Thanks a lot for your reply! Things are getting a bit clearer now :)

 

One goal is to compare the heterologous gene expression in a mutant strain between different timepoints. So that would be plate 1 - housekeeping genes and heterologous gene in 4 samples.

 

The second goal is to compare the secretory pathway genes in wt and the mutant strain (the theory is that the overexpression of the heterologous protein affects the secretory pathway). So it would be all genes for the same timepoints on one plate or all samples/3 genes on one plate and the rest on another plate.

I was actually thinking about using 384 well plates to fit all samples in one or two plates so that I don't have to duplicate some reactions.

 

If I'm getting it right, it's ok to have different dilutions for the different samples as long as Ct values for the normalizer genes are within the 20 - 30 range?

-Angrysh-

I see. There is no point in running the heterologue on the wt stain then, it would not amplify.

 

Fot the rest, if my calculation is corrct, once you can fit all samples per gene on one plate, you don't duplicate anything.

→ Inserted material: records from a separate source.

PR #321, opened 2022-11-15
FEATURE: Efficiency Refactoring and Slot Selection for Staking Contracts

joshuahannan:
Feature branch for big changes to the staking contracts to improve efficiency for epoch phase transition transactions and  algorithm for random slot selection for new nodes.

Current Changes:

## Changes approved node ID arguments to dictionaries instead of arrays
Cleans up some unnecessary code and should help with performance of certain transactions

## Stores stakedNodeIDs as a dictionary in account storage and uses it to iterate over instead of all IDs
Should improve the performance of the calculateRewards function because the function will only iterate through staked node IDs instead of all node IDs
Also significantly helps the performance of getter functions like getProposedNodes and getStakedNodes because they just return the list of node IDs instead of having to iterate through the list to construct the nodes that are staked

## Adds Pending Token Movements Dictionary

Adds a stored dictionary that represents nodes and delegators who have submitted a transaction to move tokens between buckets in some way. They are added to this record when they submit their transaction, not when the system chunk checks.

At the end of the epoch, when the moveTokens function is called, the function will only iterate through nodes and delegators who have submitted requests to move tokens, instead of checking all of the nodes and delegators.
This dictionary is cleared when the moveTokens function is called. Nodes who's unstaked tokens are moved to unstaking are automatically added to the dictionary for the next epoch.

This should significantly improve performance for the end epoch transactions.

This did not require any new tests because the existing tests were sufficient.

## Adds a Candidate Node List

A candidate node is defined as a node who is not participating/staked in the current epoch, but has committed enough tokens to participate in the next epoch. 

The candidate node list is a dictionary that maps roles to an array of node IDs:
```
{UInt8: [String]}
```

This is added to make the random slot selection process easier. This process will be much more efficient with the candidate node list because it can select nodes for each role separately instead of having to do them all in one loop.

Some tests were added to test this list as well as some testing utility functions

## Adds Events for Unstaking Requests

Events were added to mark when a node or delegator requests to unstake, indicating how much they requested
Additional `TokensUnstaked` event emissions were added on unstaking requests when tokens in the commited bucket are moved to the tokensUnstaked bucket. it isn't a full unstaking per se, but it matches the rest of the patterns that `TokensUnstaked` is emitted when tokens are moved into the tokens unstaked bucket.

### Role Slot Limits
`{UInt8: UInt16}`
Indicates how many of each node role can participate in each epoch

### Participant Node Role Counts
Indicates how many of each node role are currently staked and participating in the epoch

## Separates `removeAndRefundNodeRecord` into its own function
This process is now done multiple times for checking for approval, staking minimum, and random slot selection, so it is now its own method

## Adds `fillNodeRoleSlots` method to Admin resource
This method randomly select candidate nodes for each slot until there are no candidate nodes left or all the slots for a given role have been filled. Leftover nodes are refunded.
As part of this addition, the need for Access nodes (role=5) to be approved by the admin has been removed. Other node roles will receive this update in the future

## Adds `setNodeWeight` method to Admin resource
Allows the admin to set a node's weight to any number less than 100

NOTES FOR REVIEWERS: Ignore the `FlowIDTableStaking_new.cdc` file. I'm currently using this for testing because the flow-go dependencies don't like it when I make changes to the main contract file and some of the transactions.


contracts/FlowIDTableStaking.cdc
```diff
@@ -1262,10 +1268,21 @@ pub contract FlowIDTableStaking {
...
-    access(contract) fun setCurrentNodeList(_ nodeIDs: [String]) {
-        let list = self.account.load<[String]>(from: /storage/idTableCurrentList)
+    access(contract) fun setCurrentNodeList(_ nodeIDs: {String: Bool}) {
+        let list = self.account.load<{String: Bool}>(from: /storage/idTableCurrentList)
+
+        self.account.save<{String: Bool}>(nodeIDs, to: /storage/idTableCurrentList)
+    }
 
-        self.account.save<[String]>(nodeIDs, to: /storage/idTableCurrentList)
+    /// Gets the node list as a dictionary
```
jordanschalm, line 1277:
```suggestion
    /// Gets the current list of participant nodes as a dictionary.
    /// This represents the present identity table.
```

contracts/FlowIDTableStaking.cdc
```diff
@@ -1262,10 +1268,21 @@ pub contract FlowIDTableStaking {
...
+    pub fun getCurrentNodeList(): {String: Bool}? {
+        return self.account.copy<{String: Bool}>(from: /storage/idTableCurrentList)
+    }
+
+    /// Kept for backwards compatibility
```
jordanschalm, line 1282:
```suggestion
    /// Gets the current list of participant nodes (like getCurrentNodeList) but as a list.
    /// Kept for backwards compatibility
```

contracts/FlowIDTableStaking.cdc
```diff
@@ -1289,56 +1306,25 @@ pub contract FlowIDTableStaking {
...
-            // Access nodes have a minimum of 0, so they need to be strictly greater than zero to be considered proposed
-            if self.isGreaterThanMinimumForRole(numTokens: self.NodeInfo(nodeID: nodeRecord.id).totalCommittedWithoutDelegators(), role: nodeRecord.role)
-               && approved
-            {
-                proposedNodes.append(nodeID)
+        for nodeID in approvedNodeIDs.keys {
+            if FlowIDTableStaking.nodes[nodeID] == nil {
+                approvedNodeIDs[nodeID] = nil
+                continue
             }
```
jordanschalm, line 1316: Would it be possible instead to disallow adding a node ID to the approved list, if that node ID has not already been registered?

The ability to add an un-registered node ID to the approved list is a security issue, if there is an operational oversight, because then anyone can register an approved node ID in between it being approved and the operator registering. 

Currently we mitigate this problem via operational process, where we verify a node ID has been registered before approving it. However, it would remove the latitude for manual error, and potentially simplify the smart contract, if we disallowed this order of operations.

jordanschalm (commented):
Approach is looking good - nice improvements.
* Added a few naming/documentation suggestions
* Added a suggestion to disallow approving an un-registered node ID (fixes an outstanding potential security issue, and would simplify some code added in this PR)

contracts/FlowIDTableStaking.cdc
```diff
@@ -1262,10 +1268,21 @@ pub contract FlowIDTableStaking {
     }
 
     /// Sets a list of approved node IDs for the current epoch
```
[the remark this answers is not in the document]
joshuahannan: I think those make sense. I have been calling "registered" nodes "proposed" nodes, but I can see why registered might be better. I might have also just forgotten to change a few comments, which may have caused some confusion. I'll go through and try to standardize the terminology

contracts/FlowIDTableStaking.cdc
joshuahannan: yeah, I can add that check to the `setApprovedList` function. Do we want that admin check to fail if one of the approved nodes isn't in the ID table, or do we want it to succeed, but just remove that unregistered node from the approved list?

joshuahannan: I'm thinking we should probably just fail the transaction since it might be because of a typo or something

jordanschalm: Agree, I think we should fail the transaction.

contracts/FlowIDTableStaking.cdc
```diff
@@ -768,10 +768,16 @@ pub contract FlowIDTableStaking {
         /// Sets a list of approved node IDs for the next epoch
         /// Nodes not on this list will be unstaked at the end of the staking auction
         /// and not considered to be a proposed/staked node
-        pub fun setApprovedList(_ nodeIDs: [String]) {
-            let list = FlowIDTableStaking.account.load<[String]>(from: /storage/idTableApproveList)
+        pub fun setApprovedList(_ nodeIDs: {String: Bool}) {
+            for id in nodeIDs.keys {
+                if FlowIDTableStaking.nodes[id] == nil {
+                    panic("Approved node ".concat(id).concat(" does not already exist in the identity table"))
```
pgebheim, line 774: This seems like a nice clarification: Someone needs to add their node, then it needs to be approved before the Epoch transition.

contracts/FlowIDTableStaking.cdc
```diff
@@ -1262,10 +1274,22 @@ pub contract FlowIDTableStaking {
     }
 
     /// Sets a list of approved node IDs for the current epoch
-    access(contract) fun setCurrentNodeList(_ nodeIDs: [String]) {
-        let list = self.account.load<[String]>(from: /storage/idTableCurrentList)
+    access(contract) fun setParticipantNodeList(_ nodeIDs: {String: Bool}) {
```
pgebheim, line 1277: Good choice of `participant` here.

contracts/FlowIDTableStaking.cdc
```diff
@@ -1287,58 +1311,24 @@ pub contract FlowIDTableStaking {
...
-            if self.isGreaterThanMinimumForRole(numTokens: nodeRecord.tokensStaked.balance, role: nodeRecord.role)
-               && current
+            if !self.isGreaterThanMinimumForRole(numTokens: self.NodeInfo(nodeID: nodeRecord.id).totalCommittedWithoutDelegators(), role: nodeRecord.role)
             {
-                stakedNodes.append(nodeID)
+                proposedNodeIDs[nodeID] = nil
             }
         }
-        return stakedNodes
+        return proposedNodeIDs.keys
```
pgebheim, line 1331: So, since this returns `keys` here this would still include nodes that don't meet staking requirements. Which kinda makes the above loop not super useful, no?

joshuahannan: if an entry in a dictionary is set to `nil`, then it won't be included in the `keys` list any more afaik. I should test that though

jordanschalm: Seems like Josh is right, I checked this in a [Playground](https://play.flow.com/local-project?type=script&id=local-script-temp-0&storage=none).

I think we could change the code to make the behaviour more obvious -> **Suggestion:** use `proposedNodeIDs.remove(key: nodeID)` instead of setting to nil

jordanschalm (approved):

contracts/FlowIDTableStaking.cdc
joshuahannan: I refactored this method in another PR anyway so we don't use this any more. I changed the other usage of it though to use `remove`

contracts/FlowIDTableStaking.cdc
```diff
@@ -1069,15 +1071,17 @@ pub contract FlowIDTableStaking {
...
                 let nodeRecord = FlowIDTableStaking.borrowNodeRecord(nodeID)
 
-                FlowIDTableStaking.totalTokensStakedByNodeType[nodeRecord.role] = FlowIDTableStaking.totalTokensStakedByNodeType[nodeRecord.role]! + nodeRecord.tokensCommitted.balance
-
                 // mark the committed tokens as staked
                 if nodeRecord.tokensCommitted.balance > 0.0 {
+                    FlowIDTableStaking.totalTokensStakedByNodeType[nodeRecord.role] = FlowIDTableStaking.totalTokensStakedByNodeType[nodeRecord.role]! + nodeRecord.tokensCommitted.balance
                     emit TokensStaked(nodeID: nodeRecord.id, amount: nodeRecord.tokensCommitted.balance)
                     nodeRecord.tokensStaked.deposit(from: <-nodeRecord.tokensCommitted.withdraw(amount: nodeRecord.tokensCommitted.balance))
+                    stakedNodeIDs[nodeRecord.id] = true
```
satyamakgec, line 1084: Shouldn't we check for the minimum stake here?

contracts/FlowIDTableStaking.cdc
```diff
@@ -1069,15 +1071,17 @@ pub contract FlowIDTableStaking {
...
             for nodeID in allNodeIDs {
                 let nodeRecord = FlowIDTableStaking.borrowNodeRecord(nodeID)
 
-                FlowIDTableStaking.totalTokensStakedByNodeType[nodeRecord.role] = FlowIDTableStaking.totalTokensStakedByNodeType[nodeRecord.role]! + nodeRecord.tokensCommitted.balance
-
                 // mark the committed tokens as staked
                 if nodeRecord.tokensCommitted.balance > 0.0 {
+                    FlowIDTableStaking.totalTokensStakedByNodeType[nodeRecord.role] = FlowIDTableStaking.totalTokensStakedByNodeType[nodeRecord.role]! + nodeRecord.tokensCommitted.balance
                     emit TokensStaked(nodeID: nodeRecord.id, amount: nodeRecord.tokensCommitted.balance)
                     nodeRecord.tokensStaked.deposit(from: <-nodeRecord.tokensCommitted.withdraw(amount: nodeRecord.tokensCommitted.balance))
```
satyamakgec, line 1083: Instead of moving the token from one vault to another, why not keep the token in one vault and just update the variable? In that way, it is cheaper and faster.

contracts/FlowIDTableStaking.cdc
```diff
@@ -1191,11 +1199,15 @@ pub contract FlowIDTableStaking {
         pre {
             FlowIDTableStaking.stakingEnabled(): "Cannot register a node operator if the staking auction isn't in progress"
         }
-        let newNode <- create NodeRecord(id: id, role: role, networkingAddress: networkingAddress, networkingKey: networkingKey, stakingKey: stakingKey, tokensCommitted: <-tokensCommitted)
+        let newNode <- create NodeRecord(id: id, role: role, networkingAddress: networkingAddress, networkingKey: networkingKey, stakingKey: stakingKey, tokensCommitted: <-FlowToken.createEmptyVault())
```
satyamakgec, line 1202: Isn't it confusing here that in the `NodeRecord` we are committing an empty vault while at line 1208 we are emitting `TokensCommitted` event with a non-zero value?

contracts/FlowIDTableStaking.cdc
```diff
@@ -768,10 +768,16 @@ pub contract FlowIDTableStaking {
         /// Sets a list of approved node IDs for the next epoch
         /// Nodes not on this list will be unstaked at the end of the staking auction
         /// and not considered to be a proposed/staked node
-        pub fun setApprovedList(_ nodeIDs: [String]) {
-            let list = FlowIDTableStaking.account.load<[String]>(from: /storage/idTableApproveList)
+        pub fun setApprovedList(_ nodeIDs: {String: Bool}) {
```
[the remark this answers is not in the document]
joshuahannan: Contract upgrades don't allow adding fields to composite types, so the lists that we've added and are adding have to be stored in account storage instead of a field. Yes, the account owner can change it, but that is currently gated by the service account multisig, so no transactions would be able to be run without the service account committee approving it.

contracts/FlowIDTableStaking.cdc
```diff
@@ -768,10 +768,16 @@ pub contract FlowIDTableStaking {
...
+            for id in nodeIDs.keys {
+                if FlowIDTableStaking.nodes[id] == nil {
+                    panic("Approved node ".concat(id).concat(" does not already exist in the identity table"))
+                }
+            }
 
-            FlowIDTableStaking.account.save<[String]>(nodeIDs, to: /storage/idTableApproveList)
+            let list = FlowIDTableStaking.account.load<{String: Bool}>(from: /storage/idTableApproveList)
```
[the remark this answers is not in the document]
joshuahannan: We can't add variables in upgrades, so we have to hard code it

contracts/FlowIDTableStaking.cdc
joshuahannan: We originally did it this way because we wanted to have the protections that resources have for managing these tokens. I agree that it is cheaper and faster to do it with your suggestion, but this is what we're stuck with unless we do a big refactor

contracts/FlowIDTableStaking.cdc
joshuahannan: We already check for the minimum stake in the `removeUnapprovedNodes` method on line 837, so there is no need to check again here because any node with tokens in the committed bucket is already committed enough

contracts/FlowIDTableStaking.cdc
joshuahannan: I probably should have included this change in [the next PR](https://github.com/onflow/flow-core-contracts/pull/324) because it relates to the candidate node list. I didn't want to have duplicate code for adding it to the candidate node list, so I just created an empty vault here instead and committed tokens the regular way. Does that make sense?

contracts/FlowIDTableStaking.cdc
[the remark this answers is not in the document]
satyamakgec: That makes sense. Maybe it will be better to have a code comment on top of the contract about the design choice because by seeing this contract, other community members can follow the same trend, and they will miss the key security aspect (Revoked the key of the contract account) to work with this design.

contracts/FlowIDTableStaking.cdc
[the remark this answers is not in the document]
satyamakgec: Yeah, it make sense.. the effects of upgradability.

contracts/FlowIDTableStaking.cdc
satyamakgec: Cool, Make sense

joshuahannan:
I just merged the other two branches into this feature branch, but the CI is failing because the integration with flow-go is still broken. I'll talk with Jordan today about getting that resolved.

I've also written a transaction that we can use for the upgrade. I'll start putting it in a PR in the service account repo and a forum post so we can have a formal plan and announcement for it, but I'm leaving it here so people can start reviewing it.
Basically, there are some storage paths that we introduce as part of the upgrades that need to be initialized, and some existing paths that are having their types and values changed. The transaction performs all of those initializations and then does the upgrade.

```
import FlowIDTableStaking from 0xIDENTITYTABLEADDRESS

/// Transaction to upgrade the FlowIDTableStaking contract
/// to include performance improvements
/// and support permissionless node operation for access nodes
/// This transaction needs to be sent during the epoch setup
/// or epoch commit phase, because it initializes important
/// storage paths that are used to store fields
/// in the contract to track candidate nodes, staking slots,
/// limits, and more

transaction(code: [UInt8]) {

    prepare(stakingAccount: AuthAccount) {

        // Initialize Candidate Node List
        let emptyCandidateNodes: {UInt8: {String: Bool}} = {1: {}, 2: {}, 3: {}, 4: {}, 5: {}}
        stakingAccount.save(emptyCandidateNodes, to: /storage/idTableCandidateNodes)

        // Save Staking Slot Limits to storage
        // These are the current node counts, which access nodes increased by 5
        let slotLimits: {UInt8: UInt16} = {1: 108, 2: 117, 3: 7, 4: 85, 5: 117}
        stakingAccount.save(slotLimits, to: /storage/flowStakingSlotLimits)

        // Initialize the Moves pending list
        let movesPendingList: {String: {UInt32: Bool}} = {}
        stakingAccount.save<{String: {UInt32: Bool}}>(movesPendingList, to: /storage/idTableMovesPendingList)

        // Initialize the candidate Node Limits List
        // Currently, only access nodes are allowed as candidate nodes
        // because the other node roles are approval only
        let candidateNodeLimits: {UInt8: UInt64} = {1: 0, 2: 0, 3: 0, 4: 0, 5: 1000}
        stakingAccount.save<{UInt8: UInt64}>(candidateNodeLimits, to: /storage/idTableCandidateNodeLimits)

        // Borrow the admin to set minimum stake requirement for access nodes
        self.adminRef = acct.borrow<&FlowIDTableStaking.Admin>(from: FlowIDTableStaking.StakingAdminStoragePath)
            ?? panic("Could not borrow reference to staking admin")
        
        // Set Access node minimum stake requirement to 100 FLOW
        let minimums: {UInt8: UFix64} = FlowIDTableStaking.getMinimumStakeRequirements()
        minimums[5] = 100
        self.adminRef.setMinimumStakeRequirements(minimums)

        // Initialize the Staking Slot Counts
        // `getCurrentRoleNodeCounts` calculates the counts based on the current list
        // so we just store the result in storage after calculating
        Let slotCounts = FlowIDTableStaking.getCurrentRoleNodeCounts()
        stakingAccount.save(slotCounts, to: /storage/flowStakingRoleNodeCounts)

        // Approve List needs to be changed from [String] to {String: Bool}
        let approveList: [String] = stakingAccount.load<[String]>(from: /storage/idTableApproveList)
            ?? panic("Could not load the approve list from storage")

        // Create the approve list dictionary with the loaded value, then store the dictionary in the same path
        var approveDict: {String: Bool} = {}
        for nodeID in approveList {
            approveDict[nodeID] = true
        }

        // Participant Node list needs to be changed from [String] to {String: Bool}
        let participantList: [String] = stakingAccount.load<[String]>(from: /storage/idTableCurrentList)
            ?? panic("Could not load the participant list from storage")

        // Create the participant dictionary with the loaded value, then store the dictionary in the same path
        var participantDict: {String: Bool} = {}
        for nodeID in participantList {
            participantDict[nodeID] = true
        }

        acct.contracts.update__experimental(name: "FlowIDTableStaking", code: code)
    }
}
```

lib/go/test/flow_idtable_staking_test.go
```diff
@@ -776,16 +781,65 @@ func TestIDTableApprovals(t *testing.T) {
...
+	signAndSubmit(
+		t, b, tx,
+		[]flow.Address{idTableAddress},
+		[]crypto.Signer{IDTableSigner},
+		false,
+	)
 
-		err := tx.AddArgument(nodeIDDict)
+	// Register an access node
+	amountToCommit = 00000000
```
Kay-Zee, line 803: is it this many zeros on purpose?

contracts/FlowIDTableStaking.cdc
```diff
@@ -1710,16 +1710,35 @@ pub contract FlowIDTableStaking {
...
 
             let nodeRecord = FlowIDTableStaking.borrowNodeRecord(nodeID)
 
-            // To be considered proposed, a node has to have tokens staked + committed equal or above the minimum
-            if self.isGreaterThanMinimumForRole(numTokens: self.NodeInfo(nodeID: nodeRecord.id).totalCommittedWithoutDelegators(), role: nodeRecord.role)
-            {
+            let totalTokensCommitted = nodeRecord.nodeFullCommittedBalance()
+
+            let greaterThanMin = FlowIDTableStaking.isGreaterThanMinimumForRole(numTokens: totalTokensCommitted, role: nodeRecord.role)
+            let nodeIsApproved: Bool =  approvedNodeIDs[nodeID] != nil
```
vishalchangrani, line 1723: can `approvedNodeIDs[nodeID]`  ever be `false` (instead of `nil`)?

lib/go/test/flow_idtable_staking_test.go
joshuahannan: The UFix64 values have 8 decimal places, so that is how I was initializing them to be zero. I guess it could probably just be one zero for this value since it is mean to just be zero

contracts/FlowIDTableStaking.cdc
joshuahannan: not if we use the transactions properly, but I'll change it to `approvedNodeIDs[nodeID] ?? false` so it'll count as false if the value is also false

vishalchangrani (approved):

contracts/FlowIDTableStaking.cdc
```diff
@@ -1710,16 +1710,35 @@ pub contract FlowIDTableStaking {
     pub fun getProposedNodeIDs(): [String] {
```
jordanschalm, line 1710: I am confused about the intended separation of responsibilities between this function and `endStakingAuction`. In particular, with the new changes, this function seems to duplicate some checks from [`removeInvalidNodes`](https://github.com/onflow/flow-core-contracts/pull/321/files#diff-65336be374bb3fc9ad7b822243e065a389d73e758c7c16223e52fc3181cea59bR978). 
- We added the `movesPendingList` in order to limit the number of nodes we would need to check when processing the end of the staking auction, however here we are still iterating through all nodes.
- We are checking the same approval status and stake here as we already did in `removeInvalidNodes`

jordanschalm (commented):
Reviewed new commit https://github.com/onflow/flow-core-contracts/pull/321/commits/81cfbf1e413e803ab9c19d67bf250c10fd12b26d

transactions/idTableStaking/admin/add_approved_and_limits.cdc
```diff
@@ -0,0 +1,54 @@
...
+    prepare(acct: AuthAccount) {
+        // borrow a reference to the admin object
+        self.adminRef = acct.borrow<&FlowIDTableStaking.Admin>(from: FlowIDTableStaking.StakingAdminStoragePath)
+            ?? panic("Could not borrow reference to staking admin")
+    }
+
+    execute {
+		let nodeIDs = FlowIDTableStaking.getApprovedList()
+
+		let candidateNodeLimits = FlowIDTableStaking.getCandidateNodeLimits()
```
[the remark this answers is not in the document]
joshuahannan: We had decided to set the candidate limits to zero for non-access because we didn't want any nodes to register unless we already approved them, but I just realized that that would prevent any new nodes from registering until we increase the limit since we say that a node can't register unless there are open candidate slots.

I agree with your idea for when we have full staking auctions, but for now they've said to just keep the candidate slots closed. I think we still need at least one for each role though, but maybe this is a good enough reason to allow a lot of candidate slots for non-access nodes since spamming is disincentivized anyway by the minimum stake.

I'll also set those restrictions to the set limits methods

lib/go/test/test.go
```diff
@@ -251,6 +251,56 @@ func assertEqual(t *testing.T, expected, actual interface{}) bool {
 	return assert.Fail(t, message)
 }
 
+func assertCadenceArrayEqual(t *testing.T, expected, actual []cadence.Value) bool {
```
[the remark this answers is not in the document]
joshuahannan: We can't check order because we have no guarantee about ordering of elements in the arrays and dictionaries that we're having to verify. I'm only using these to verify arrays from dictionary keys in the staking contract, which never have duplicates, so maybe I should just put these methods in `staking_test_helpers` since they aren't general

lib/go/test/test.go
```diff
@@ -251,6 +251,56 @@ func assertEqual(t *testing.T, expected, actual interface{}) bool {
...
+				actual,
+			)
+
+			return assert.Fail(t, message)
+		}
+	}
+	return true
+}
+
+func assertCadenceNodeDictionaryEqual(t *testing.T, expected, actual []cadence.KeyValuePair) bool {
```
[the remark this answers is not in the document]
joshuahannan: We're only evaluating equalities of keys because we're comparing `{String: Bool}` dictionaries and the values shouldn't matter because they should never be `false`, only `true` or `nil`, but I'll add value equality in as well just to be sure. and I'll move this and the array method into `staking_test_helpers` and add more comments since they are specific to that.

contracts/FlowIDTableStaking.cdc
joshuahannan: You're right about it being more computationally intensive, but I was trying to make it so we don't have to do two upgrades. `FlowEpoch` calls this function to get the list of nodes for the next epoch and I wanted to make the return value of this function accurate to represent all the proposed nodes. If we wanted to upgrade the `FlowEpoch` contract also, we could just make the `endStakingAuction` return the proposed node IDs and use that for `EpochSetup` so we only have to iterate through it once, but we have to get this changes upgraded on testnet today, so I didn't want to make too many changes in case it takes too long to test and upgrade. What do you think?

joshuahannan: yeah, I think we should include this in a future upgrade. We just need to get this method working properly today, and I don't have time tonight to fully figure out the best way to do it and test it. Sorry about that. I'll create an issue.

transactions/idTableStaking/admin/add_approved_and_limits.cdc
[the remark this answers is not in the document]
joshuahannan: actually, I can't add those restrictions yet, because with what leadership has said about having minimal candidate slots, we can't have those restrictions because the staking slot limit would basically always be higher for non-access nodes. I'll create another issue to discuss it though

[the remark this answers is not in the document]
joshuahannan: We have more than a week before the mainnet upgrade, so we'll have time to discuss it

contracts/FlowIDTableStaking.cdc
jordanschalm: > we could just make the endStakingAuction return the proposed node IDs and use that for EpochSetup

👍 Agree with this suggestion, and getting rid of `getProposedList`. The proposed list used to mean, "if the staking auction ends right now, this represents what the identity table would be" -- it was useful as a way to read the tentative identity table between epoch phases, in addition to being used to read the final, real identity table by `FlowEpoch`. But with random slot selection, an accurate tentative identity table doesn't really exist.

transactions/idTableStaking/admin/add_approved_and_limits.cdc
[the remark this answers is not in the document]
joshuahannan: I talked to vishal and he is okay with setting the candidate limits to higher values since spam is disincentivized by the minimum stake requirement. I also just created an issue (#341) for the limits pre-conditions and we'll include that in the next upgrade

contracts/FlowIDTableStaking.cdc
joshuahannan: I created an issue for this too (#342) and we'll include it in the next upgrade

At most you have just 8 (+neg) samples x 3 = 27.  That is three full genes on 96-well. Next three genes you put on a second plate, and if my calculation is correct, the heterologue will only run on 4 (+1) samples x 3, which is 15 and that just fills up our second plate.
No need to do a 384-well.

As I said, all genes do not need to fit in the same plate, inter-gene differences are normalized anyway by the housekeepings, inter-sample differences cannot be, if they are in different runs.

 

If you have a set of say a 36 samples+neg (different strains etc. but you want to compare them together), then they would not even fit on the 96 plate/per gene, in that case, calibrator sample needs to be run twice, on first plate with some of the samples and also on the second one with the rest of the samples (considering this for a just single gene). All samples on plate 1 will be normalized to calibrator 1 and all samples on the plate 2 with calibrator 2. But since both calibrators are identical samples, the ratios you can then compare among all these samples.
I hope it is more clear now.

 

But maybe I would consider starting (if this is your first qPCR) separately with the heterologous gene experiment, and then the other. That would of course need to duplicate the housekeepings for your mutant strain, but if you for example have no prior experience with pipetting so large set of samples (and one plate just after the another) I would probably start will a small-scale. I would not personally go for 384-well unless I have a robot, but with my attention-deficit it is probably a personal preference ;)

 

Yes it is OK, to have different dilutions if you use the same dilutions for both your housekeepings and target genes, if you need to keep them in the same level. But that is unlikely to happen. RNA amount (measured after DNase treatment) to RT-PCR reaction should be same for all samples to minimize differences in RT efficiency and then you should put the same amount (same dilution) of cDNA to each reaction, again to minimize variability. It's not good at all to have e.g. 100x dilution for target gene and 1000x dilution for a reference (housekeeping), you don't compare the same sample anymore, different original dilutions are never accurate enough to keep the identical ratio. Then the housekeeping genes should normalize for the rest and for slight error is concentration measurement/inhibition of PCR/... (still, if your selection of houseekings was good, they should be all very close in Ct).

So in this case if you kept concentration identical, it is not really possible that housekeeping Cts would differ accross samples. So unlikely you would need to have e.g. 100x dilution in sample 1 and 50x in sample 2. But you may need to adust all the dilutions depending on your most/least abundant gene. Ct 15-30 is usually a gold standard.